Context-Dependent Deep Neural Networks for Large Vocabulary Speech Recognition: From Discovery to Practical Systems
|Frank Seide (Microsoft Research Asia)|
In 2010, it was shown that the combination of hybrid ANN-HMMs with both traditional senone modeling and deep learning is a powerful new acoustic model for ASR. Dubbed the Context-Dependent Deep-Neural-Network HMM, or CD-DNN-HMM, it has so far led to over 40% relative error reduction for speaker-independent recognition on the Switchboard benchmark, compared to the conventional GMM baseline. This is arguably the largest gain obtained through a single technology in ASR. This talk will describe how this discovery has been further developed towards use in practical systems. We will specifically focus on the remarkable benefits from the DNN's ability to learn better feature representations and how they can help in real-life applications; as well as the no less remarkable difficulties arising from the computational cost in training and at runtime, and approaches to address them.
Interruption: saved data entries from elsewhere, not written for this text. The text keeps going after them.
PR #39, opened 2019-07-15
feature: enable custom enumerations.

### LINKED ISSUE #36: Add support for enum datatypes
See the excellent specification document of [SONATA](https://github.com/AllenInstitute/sonata/blob/master/docs/SONATA_DEVELOPER_GUIDE.md#nodes---enum-datatypes) – from the HPC side, we need support for the enum datatypes for circuits, to avoid repeatedly calculating unique values and indices.

I propose to augment the population interface by adding/changing the following methods:
```
    /**
     * Get attribute values for given Selection
     *
     * Enum datatypes will be resolved.
     *
     * @param name is a string to allow attributes not defined in spec
     * @throw if there is no such attribute for the population
     * @throw if the attribute is not defined for _any_ element from the selection
     */
    template <typename T>
    std::vector<T> getAttribute(const std::string& name, const Selection& selection) const;

    /**
     * Get numerical enumation values for Attribute, given Selection
     *
     * @param name is a string to allow attributes not defined in spec
     * @throw if there is no such enum datatype attribute for the population
     * @throw if the attribute is not defined for _any_ element from the selection
     */
    std::vector<std::size_t> getAttributeIndices(const std::string& name, const Selection& selection) const;

    /**
     * Get list of the enumeration values for Attribute, given Selection
     *
     * @param name is a string to allow attributes not defined in spec
     * @throw if there is no such enum datatype attribute for the population
     * @throw if the attribute is not defined for _any_ element from the selection
     */
    std::vector<std::string> getAttributeValues(const std::string& name, const Selection& selection) const;
```

This is a blocker to use `libsonata` in circuit building.

matz-e:
@mgeplf after some consideration, I wasn't really happy with the scoping of the interface discussed in #36.

I've changed this to include:
```
enumerationNames
enumerationValues(name)
```
to have a clear distinction between attributes and these custom enumerations (these two are also top-level properties of a population). To access the resolved values, one can then use:
```
getAttribute<std::string>(name, selection)
```

Enumeration values can be explicitly requested via:
```
getEnumeration<integer_type>(name, selection)
getAttribute<integer_type>(name, selection)
```
The latter is more for Python support and to have a homogeneous interface between C++ and Python.

This way, circuits can be read in a simplistic way without relying explicitly on enumerations, and mapping will happen "magically".

Not sure if this is any better? The names certainly look easier to grok.

Fixes #36.


matz-e:
@mgeplf who can review this? HPC should get some more access rights if this is drifting our way.

mgeplf:
I can have a look, didn't know it was ready.  Sorry about the delay, if it was.

Totally agree about HPC having access.  I don't believe I have permission to do that, but I will hopefully find someone who does.

matz-e:
Thanks! I should have stated that this is ready.

src/population.cpp
```diff
@@ -176,6 +190,32 @@ std::vector<T> Population::getAttribute(const std::string& name, const Selection
...
 
+template<>
+std::vector<std::string> Population::getAttribute(const std::string& name, const Selection& selection) const
+{
+    if (impl_->attributeEnumNames.count(name) == 0) {
+        HDF5_LOCK_GUARD
+        return _readSelection<std::string>(impl_->getAttributeDataSet(name), selection);
+    }
+
+    auto indices = getAttribute<size_t>(name, selection);
```
mgeplf:
```suggestion
    const auto& indices = getAttribute<size_t>(name, selection);
```

same with `values`

src/population.cpp
```diff
@@ -176,6 +190,32 @@ std::vector<T> Population::getAttribute(const std::string& name, const Selection
...
+    auto values = enumerationValues(name);
+
+    std::vector<std::string> resolved;
+    resolved.reserve(indices.size());
+
+    auto max = values.size();
```
mgeplf: const

src/population.cpp
```diff
@@ -184,8 +224,27 @@ std::vector<T> Population::getAttribute(const std::string& name, const Selection
...
+
+    HDF5_LOCK_GUARD
+    return _readSelection<T>(impl_->getAttributeDataSet(name), selection);
+}
+
+
+std::string Population::_attributeDataType(const std::string& name, bool remap) const
 {
+    if (remap && impl_->attributeEnumNames.count(name) > 0) {
+        return "string";
```
mgeplf: Can we change `remap` to something more descriptive, please?  Maybe something inline with the doc in the .h - `translate_enum_type`?

src/population.cpp
```diff
@@ -244,6 +305,10 @@ INSTANTIATE_TEMPLATE_METHODS(uint32_t)
 INSTANTIATE_TEMPLATE_METHODS(int64_t)
 INSTANTIATE_TEMPLATE_METHODS(uint64_t)
 
+#ifdef __APPLE__
```
mgeplf: what happens w/o this?  Also, not knowing anything about macOS, is __APPLE__ the best way to catch this?

src/population.hpp
```diff
@@ -38,6 +39,19 @@ std::set<std::string> _listChildren(const HighFive::Group& group, const std::set
     return result;
 }
 
+std::set<std::string> _listCustomEnumerations(const HighFive::Group h5Group, const std::set<std::string>& attrs) {
+    std::set<std::string> names{};
+    std::set<std::string> enums(_listChildren(h5Group));
```
mgeplf: const

src/population.cpp
matz-e: Apparently, `__APPLE__` is a good way to detect Mac OS. It's mentioned [here](https://developer.apple.com/library/archive/documentation/Porting/Conceptual/PortingUnix/compiling/compiling.html) with some notes not to redefine functions.

Dropping it will lead to `size_t` duplicating `uint64_t` errors on other platforms. Do you have a better solution in mind?

mgeplf: I'm fine w/ the `__APPLE__` ifdef, just wanted to make sure it's the 'right' way.

matz-e: I think we could get around using macros by defining a "hidden function(s)" doing the instantiation. Then we could template this `#ifdef` out, and have a generic type-test if `size_t` and `uint64_t` are really different.

I may also be in favor of reducing macro usage.

mgeplf: No need to do it for this PR.  I'm ok w/ limited macro usage, and am comfortable w/ it in this case - they're clear, localized, and non-fancy.

src/population.hpp
```diff
@@ -38,6 +39,19 @@ std::set<std::string> _listChildren(const HighFive::Group& group, const std::set
     return result;
 }
 
+std::set<std::string> _listCustomEnumerations(const HighFive::Group h5Group, const std::set<std::string>& attrs) {
```
tomdele: Is the _list name on purpose even if the function returns a set ?

matz-e: List as in "to list", not referring to the actual datatype. Same goes for `_listChildren`, I guess.

tomdele: Just wanted to check with you.

include/bbp/sonata/population.h
```diff
@@ -97,9 +97,17 @@ class SONATA_API Population
      */
     const std::set<std::string>& attributeNames() const;
 
+    /**
+     * All attribute names that are custom enumerations
+     */
```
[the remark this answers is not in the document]
matz-e: @mgeplf better now?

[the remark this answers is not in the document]
mgeplf: I was hoping for something that would be C-f'able in the spec - to make it obvious that one can read up on theses 'enum' things there.  Either that, or having a link to the paragraph in the spec would be helpful for people reading the interface.

mgeplf:
> @mgeplf If your happy, I think this would be ready to merge and we should tag something like `0.1` for a release (IMO)

WRT release, I agree.  Currently the VERSION is at `0.0.3`.  I'm not sure we're at `0.1.0` yet, but we haven't expressed our versioning scheme either.  I also will have to look into how automated the release process is.  +1 for tagging it, though.

include/bbp/sonata/population.h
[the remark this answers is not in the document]
matz-e: I added links.

matz-e:
> I'm not sure we're at `0.1.0` yet, but we haven't expressed our versioning scheme either.

What are we missing?

mgeplf:
> What are we missing?

Multi-group populations, for instance.  Same with CSV support.  However, we don't have a roadmap for their support, so I guess we can just increment at will.

matz-e:
> I'm happy, do you want someone from HPC to review?

Added @tristan0x, but I would like to get this merged rather soon to proceed with updates to Spack, MVDTool, Spack, TouchDetector, Spykfunc (that's a nice pipeline I've got stacked up).

> Multi-group populations, for instance. Same with CSV support. However, we don't have a roadmap for their support, so I guess we can just increment at will.

I'm all for tagging `0.1` now, we are already relying on this. We should determine our needs for these features and then increment the minor as we add them. I guess full spec-implementation would warrant a `1.0`?

matz-e:
Proceeding to get this out and dependent packages updated.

Frank Seide, a native of Hamburg, Germany, is a Senior Researcher/Research Manager at Microsoft Research. His current research focus is on deep neural networks for conversational speech recognition; together with co-author Dong Yu, he was first to show the effectiveness of CD-DNN-HMMs for recognition of conversational speech. Since graduation in 1993, Frank has worked on various speech topics, first at Philips Research in Aachen and Taipei, now at Microsoft Research Asia (Beijing), including spoken-dialogue systems, Mandarin speech recognition, audio search, and speech-to-speech translation.